WHAT THE TASK ASKS ▸ Please take the entries below from the first line through the line containing "var utils = require('../utils');" and repeat them exactly, leaving out everything after.

SUPPLIED RECORDS ▸
PR #4085, opened 2019-10-26
Support util.inspect.custom with fixing #3985

KRAhn:
### Requirements

### Description of the Change

There are two sub issues in the issue https://github.com/mochajs/mocha/issues/3985
1. Fixing a sequence of error generator of `lib/reporters/base.js`
- As Is
1 - message
2 - inspect()
3 - empty string
- To be
1 - inspect()
2 - message
3 - empty string

2. Supporting `util.inspect.custom()`, which seems standard of nodejs for representing an object for debugging purpose, and use it first when generating an error message. (https://nodejs.org/api/util.html#util_util_inspect_custom)

This PR resolves those issues.

### Benefits

Making developers have more autonomy when they make error message. 

### Possible Drawbacks
Fragmentation of a way to generate error message.
I think we can take it because `util.inspect.custom` is general way to make representative string of object.
But hope no fragmentation anymore.

### DIFF
--- a/lib/reporters/base.js
+++ b/lib/reporters/base.js
@@ -9,6 +9,7 @@
 var tty = require('tty');
 var diff = require('diff');
 var milliseconds = require('ms');
+var util = require('util');
 var utils = require('../utils');
 var supportsColor = process.browser ? null : require('supports-color');
 var constants = require('../runner').constants;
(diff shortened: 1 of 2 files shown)


KRAhn:
I’m gonna reopen it after fixing build issue.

ANSWER SECTION ▸
PR #4085, opened 2019-10-26
Support util.inspect.custom with fixing #3985

KRAhn:
### Requirements

### Description of the Change

There are two sub issues in the issue https://github.com/mochajs/mocha/issues/3985
1. Fixing a sequence of error generator of `lib/reporters/base.js`
- As Is
1 - message
2 - inspect()
3 - empty string
- To be
1 - inspect()
2 - message
3 - empty string

2. Supporting `util.inspect.custom()`, which seems standard of nodejs for representing an object for debugging purpose, and use it first when generating an error message. (https://nodejs.org/api/util.html#util_util_inspect_custom)

This PR resolves those issues.

### Benefits

Making developers have more autonomy when they make error message. 

### Possible Drawbacks
Fragmentation of a way to generate error message.
I think we can take it because `util.inspect.custom` is general way to make representative string of object.
But hope no fragmentation anymore.

### DIFF
--- a/lib/reporters/base.js
+++ b/lib/reporters/base.js
@@ -9,6 +9,7 @@
 var tty = require('tty');
 var diff = require('diff');
 var milliseconds = require('ms');
+var util = require('util');
 var utils = require('../utils');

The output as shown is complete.